To create the laplacian pyramid, I started by creating a gaussian pyramid, which was built by taking the original image as the first layer and applying a gaussian blur to get the subsequent layers.
The laplacian pyramid was then constructed by subtracting the layers of the gaussian pyramid from each other by upsampling the smaller image frame to be the same size as the larger image frame.
The final layer of the laplacian pyramid was simply the last layer of the gaussian pyramid.

Temporal Filtering:
The values of the time series of each pixel were bandpass filtered to be in a desired frequency range.
In order to amplify small differences in motion, a laplacian pyramid was first built, and a butterworth bandpasss filter was applied.
In order to amplify small differences in color, a gaussian pyramid was built, and an ideal temporal bandpass filter was applied using a discrete fourier transform.

Amplification and Image Reconstruction:
We amplify the frequency bands by a specified amplification factor. This makes the changes in frequency more apparent.
The pyramid that was constructed for the frames of the video is compressed to reconstruct the video. This is done by upsampling the smallest layers and adding it to subsequent layers.
These steps are repeated for all color channels. Due to color artifacts, the video was first processed in YIQ space and then transformed back into the RGB space.

Below are some of the results I got from this algorithm:

Click me to see video of Ideal Filter on Face! Click me to see video of Butterworth Filter on Face!

The frames of the video were split into 5 pyramid layers, and frequencies between 0.83 and 1 were kept when the bandpass filter was applied. An amplification factor of 100 was used to see clearly the pulse of the man, and a cutoff factor of 1000 was used to limit the frequencies. Since the color magnification was more effective in showcasing differences between the frames of the video, I chose to only apply the ideal temporal filter to the baby2 video.

Click me to see video of Ideal Filter on Baby2!

I again used 5 pyramid layers for each of the video frames, and I kept frequencies between 2.33 and 2.67 using the bandpass filter.
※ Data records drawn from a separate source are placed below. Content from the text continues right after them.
PR #2680, opened 2023-08-10
Replace flowchart with screenshot due to darkmode issue

TJaniF:
Hey, Rocco pointed this out and I decided to offer a quick fix, though maybe there is a reason why the flowchart was defined in markdown here (I had no idea this was a thing this is really cool)?


TJaniF:
Fixed by @jwitz via 🧜‍♀️ hotfix :)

An amplification factor of 150 was applied, and a cutoff value of 600 was used to limit the values that pixel frequencies can take on.

Click me to see video of Ideal Filter on a Subway video!

This video was also one that was used by the authors of the original paper. When amplified, we can clearly see the motion of the subway car because of the flashing lights. I used 5 pyramid layers to decompose each of the frames in this video as well, and I considered the strength of the signal at a variety of frequencies to choose parameters. An amplification factor of 60 was used, along with a cutoff value of 90. Additionally, only frequencies between 3.6 and 6.2 were kept by the bandpass filter.

It was pretty difficult to find good amplification values for the videos. Before looking at the values that were chosen by the authors of the publication, I tried playing around with different numbers to get the best results with the most dramatic, yet visually pleasing amplification of the motion and color. It was also difficult to get the correct range of values in which to apply the bandpass filter.